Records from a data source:
________________________

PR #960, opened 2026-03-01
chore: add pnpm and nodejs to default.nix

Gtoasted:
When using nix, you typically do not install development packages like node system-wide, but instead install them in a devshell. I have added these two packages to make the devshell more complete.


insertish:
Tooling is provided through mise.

________________________

Restate word for word the lines above, beginning with the one that contains "chore: add pnpm and nodejs to default.nix" and ending with the last line.

chore: add pnpm and nodejs to default.nix

Gtoasted:
When using nix, you typically do not install development packages like node system-wide, but instead install them in a devshell. I have added these two packages to make the devshell more complete.


insertish:
Tooling is provided through mise.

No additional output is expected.